All in all, nearly 400 law enforcement officers arrived at the scene of this particular mass shooting. And somehow, one extremely damaged teenager who somehow despite a troubled history easily acquired weapons was not stopped before committing a deadly atrocity. It was because no one wanted to take leadership. 

I'm not trying to say this is a metaphor for anything, but just not wanting to take leadership, or being confused about what is absolutely necessary to do, feels like an instructive point. There has to be one, after all. Tragedies should be able to be stopped by people who understand what needs to be done. What matters is if and how they act. 

And right here, there was so much crucial inaction. I am so angry on behalf of these families, that they were not better served. We have to learn from this. We have to dispel the myth of the good guys with guns. 

I just can't see a better way for all this destruction of life and hope to be prevented than for this shooter to have never been armed. It isn't enough for him to be stopped eventually. It is ideal he never have the opportunity to start. There needed to be a strong red flag law here, I think. This was a kid whose acquaintances thought he had the attributes of a potential school shooter.
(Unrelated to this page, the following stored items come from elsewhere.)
PR #8737, opened 2023-03-17
Add parallel workflow to deploy s3 bucket to new account

sean1588:
Part of: https://github.com/pulumi/home/issues/2564

This PR adds a separate workflow to enable us to start deploying to the new account. This workflow will run parallel to the current production workflow, which will enable us to continuously deploy to both accounts simultaneously and validate the deployment pipeline before we hook up cloudfront and/or make any dns changes. Anything deploying to the new account should be non-consequential with regards to the current deployment workflow since it is completely separeate and will just run parallel to what we have in place now.

This will only make the s3 bucket and sync the contents. The pulumi program assumes that the bucket already exists, so `pulumi up` will not be run yet. We will do this once we verify the buckets are getting created and site is functioning successfully. We will also need to provision a new pulumi stack for the new environment during the migration process.

doc: https://docs.google.com/document/d/1ADXcC8g2TQ75okm2URZrnSuDb-bN-ilRpVRJN5C-dZo/edit

### DIFF
--- a/.github/workflows/build-and-deploy-new-acct.yml
+++ b/.github/workflows/build-and-deploy-new-acct.yml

And I curse with utmost sincerity people who think an active shooter alert system is somehow a bridge too far. Just as with weather alerts or AMBER alerts, shouldn't communities be informed so that they can take action to potentially save lives? It really feels important, and like some people don't even understand that saving lives is something that people actually should want to do. It even seems like some people want to minimize active shooter reports because they feel like it defames, somehow, the gun culture. 

This is depressing, and only too likely. People who privilege the reputation of inanimate objects over the lives of human beings are sketchy. We need to have people who do hold firearms to be responsible people--that is a minimum request. I'm not for gun-grabbing, but accountability, and I think folks who want to misrepresent facts are causing actual harm by making inaction a default. And inaction gets people killed, see all the above. 


UPDATE: Sen. Cruz believes more cops will help with mass shootings, because knowing that 376 cops inside and outside of one elementary school isn't apparently failure of proof of concept enough for him. 


UPDATE: Just this:
In that report, Arredondo said that his approach was "responding as a police officer." 
"I didn't title myself. But once I got in there and we took that fire, back then, I realized we need some things. We've got to get in that door. We need an extraction tool. We need those keys ... As far as I'm talking about the command part...the people that went in, there was a big group of them outside the door. I have no idea who they were and how they walked in or anything kind of -- I wasn't given that direction," the chief said in the report.
Uvalde doesn't want to admit their guy made a crucial mistake for whatever reason. He didn't even have anyone try the unlocked door. He didn't know who was supposed to take point. He wasn't given direction, but understanding what was happening, he also never took initiative. It is an astonishing view of how things fail--when no one is in charge or takes charge, when no one can even take responsibility.

People die because no one wants to be responsible for people dying. How fucked up is that?